» **Exercise**: Write down, unchanged, the entries from the first line through the line holding "Outside of @yioannides's". Include no other line.

» **Collection entries**:
%%
PR #148, opened 2026-08-05
Better Desktop Launchers

shibco:
Outside of @yioannides's amazing iconography work, I really fucked up the desktop launcher script. I've cleaned this up, and they should work better than they did.

Thanks @jackson-57 for the sharp eye in spotting this.


ClickSentinel:
My AI overview said there is a dead icon path in the beta template. points `Icon=` at `~/.local/share/icons/hicolor/256x256/apps/ableton-live-beta.png`. Nothing in the repo ships that file and no script installs it, can you confirm?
%%
» **Response**:
PR #148, opened 2026-08-05
Better Desktop Launchers

shibco:
Outside of @yioannides's amazing iconography work, I really fucked up the desktop launcher script. I've cleaned this up, and they should work better than they did.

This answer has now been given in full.